PR #63315, opened 2025-09-19
[BugFix] Fix incompatible bitmap index reuse for fast schema evolution in shared-data 

banmoy:
## Why I'm doing:
Fast schema evolution in shared-data modifies a column's type without rewriting data files, and the existing bitmap index is reused for the new type. However, this reuse is not universally applicable because some type conversions alter critical semantics, such as orderliness. For type conversions where the index can be reused, the backend (BE) must perform explicit type casting before querying the index. The current fast schema evolution mechanism does not consider these requirements. This leads to incorrect query results, where data may be erroneously filtered or not filtered. This issue can be reproduced with the following steps:

```
create table t (
    c0 int,
    int_to_bigint int,
    date_to_datetime date,
    int_to_string int,
    index idx1 (int_to_bigint) using bitmap,
    index idx2 (date_to_datetime) using bitmap,
    index idx3 (int_to_string) using bitmap
)
duplicate key(c0)
distributed by hash(c0) buckets 1;

-- disable zonemap index filter to eliminate interference
update information_schema.be_configs set value=false where name='enable_index_page_level_zonemap_filter';
update information_schema.be_configs set value=false where name='enable_index_segment_level_zonemap_filter';

insert into t values (1, -1, '2025-09-12', 5);
insert into t values (2, -2147483648, '2025-09-13', 6);

alter table t modify column int_to_bigint bigint,
    modify column date_to_datetime datetime,
    modify column int_to_string string;

select * from t where int_to_bigint = 21474836479;    -- expect empty. wrong
    - BitmapIndexFilterRows: 1
+------+---------------+---------------------+---------------+
| c0   | int_to_bigint | date_to_datetime    | int_to_string |
+------+---------------+---------------------+---------------+
|    1 |            -1 | 2025-09-12 00:00:00 | 5             |
+------+---------------+---------------------+---------------+


select * from t where date_to_datetime = '2025-09-12 00:00:00';    -- expect one row. wrong
Empty set (0.04 sec)
   - BitmapIndexFilterRows: 2

select * from t where int_to_string = "5";    -- expect one row. wrong
Empty set (0.03 sec)
   - BitmapIndexFilterRows: 2
```

This PR wants to fix the issue.

## What I'm doing:

The issue has existed since version 3.3. Therefore, the fix needs to be backported to earlier versions. To minimize the impact of significant changes on older versions, propose a two-step approach:

1. **Forbid fast schema evolution if a bitmap index is present**: This immediate solution will be applied to older versions. It prevents the incorrect behavior by disabling fast schema evolution in scenarios where bitmap index reuse could lead to errors.
2. **Allow fast schema evolution for specific type conversions**: This step will be implemented in later versions only and will not be backported. It will enable fast schema evolution for certain type conversions once the backend (BE) is fully prepared to handle the associated semantic changes and ensure correct index querying.

This PR implements Step 1, which forbids fast schema evolution when a bitmap index is involved, and will be backported to older versions.

Fixes #issue

## What type of PR is this:

- [X] BugFix
- [ ] Feature
- [ ] Enhancement
- [ ] Refactor
- [ ] UT
- [ ] Doc
- [ ] Tool

- [ ] Feature removed

## Checklist:

- [ ] This is a backport pr

  - [X] 4.0
  - [X] 3.5
  - [X] 3.4
  - [X] 3.3

### DIFF
--- a/fe/fe-core/src/main/java/com/starrocks/alter/SchemaChangeHandler.java
+++ b/fe/fe-core/src/main/java/com/starrocks/alter/SchemaChangeHandler.java
@@ -917,6 +917,23 @@ public class SchemaChangeHandler extends AlterHandler {
             fastSchemaEvolution = false;
         }
 
+        // Check whether manually created indexes support fast schema evolution. The rules are as follows:
+        // 1. The index can be reused after type conversion, and BE has made necessary changes,
+        //    such as casting new type values to old type values before querying the index.
+        // 2. The index cannot be reused, and BE has made changes to skip it during queries.
+        // Currently, BLOOMFILTER and NGRAMBF indexes use rule 2 to support fast schema evolution. BE-side changes
+        // for other indexes are not yet ready, so fast schema change is temporarily disabled for them. This feature
+        // will be gradually enabled for these indexes once BE support is in place.
+        List<Index> existedIndexes = olapTable.getIndexes();
+        for (Index index : existedIndexes) {
+            if (index.getColumns().contains(oriColumn.getColumnId())) {
+                if (index.getIndexType() != IndexDef.IndexType.NGRAMBF) {
+                    fastSchemaEvolution = false;
+                    break;
+                }
+            }
+        }
+
         return fastSchemaEvolution;
     }
 
--- a/fe/fe-core/src/main/java/com/starrocks/alter/SchemaChangeHandler.java
+++ b/fe/fe-core/src/main/java/com/starrocks/alter/SchemaChangeHandler.java
@@ -914,7 +914,7 @@ public class SchemaChangeHandler extends AlterHandler {
         }
 
         if (!SchemaChangeTypeCompatibility.canReuseZonemapIndex(oriColumn.getType(), modColumn.getType())) {
-            fastSchemaEvolution = false;
+            return false;
         }
 
         // Check whether manually created indexes support fast schema evolution. The rules are as follows:
@@ -928,8 +928,7 @@ public class SchemaChangeHandler extends AlterHandler {
         for (Index index : existedIndexes) {
             if (index.getColumns().contains(oriColumn.getColumnId())) {
                 if (index.getIndexType() != IndexDef.IndexType.NGRAMBF) {
-                    fastSchemaEvolution = false;
-                    break;
+                    return false;
                 }
             }
         }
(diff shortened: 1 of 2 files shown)


alvin-phoenix-ai:
@cursor review

fe/fe-core/src/main/java/com/starrocks/alter/SchemaChangeHandler.java
```diff
@@ -917,6 +917,23 @@ private boolean processModifyColumn(ModifyColumnClause alterClause, OlapTable ol
...
+        //    such as casting new type values to old type values before querying the index.
+        // 2. The index cannot be reused, and BE has made changes to skip it during queries.
+        // Currently, BLOOMFILTER and NGRAMBF indexes use rule 2 to support fast schema evolution. BE-side changes
+        // for other indexes are not yet ready, so fast schema change is temporarily disabled for them. This feature
+        // will be gradually enabled for these indexes once BE support is in place.
+        List<Index> existedIndexes = olapTable.getIndexes();
+        for (Index index : existedIndexes) {
+            if (index.getColumns().contains(oriColumn.getColumnId())) {
+                if (index.getIndexType() != IndexDef.IndexType.NGRAMBF) {
+                    fastSchemaEvolution = false;
```
xiangguangyxg: ealy return false will be better?

fe/fe-core/src/main/java/com/starrocks/alter/SchemaChangeHandler.java
```diff
@@ -917,6 +917,23 @@ private boolean processModifyColumn(ModifyColumnClause alterClause, OlapTable ol
             fastSchemaEvolution = false;
```
xiangguangyxg: same as following

fe/fe-core/src/main/java/com/starrocks/alter/SchemaChangeHandler.java
banmoy: fixed

fe/fe-core/src/main/java/com/starrocks/alter/SchemaChangeHandler.java
banmoy: fixed

xiangguangyxg (approved):

gengjun-git (approved):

**Problem to work on**
Wherever a line in the data above holds the word "select", copy that line.

**Answer for this exercise**
select * from t where int_to_bigint = 21474836479;    -- expect empty. wrong
select * from t where date_to_datetime = '2025-09-12 00:00:00';    -- expect one row. wrong
select * from t where int_to_string = "5";    -- expect one row. wrong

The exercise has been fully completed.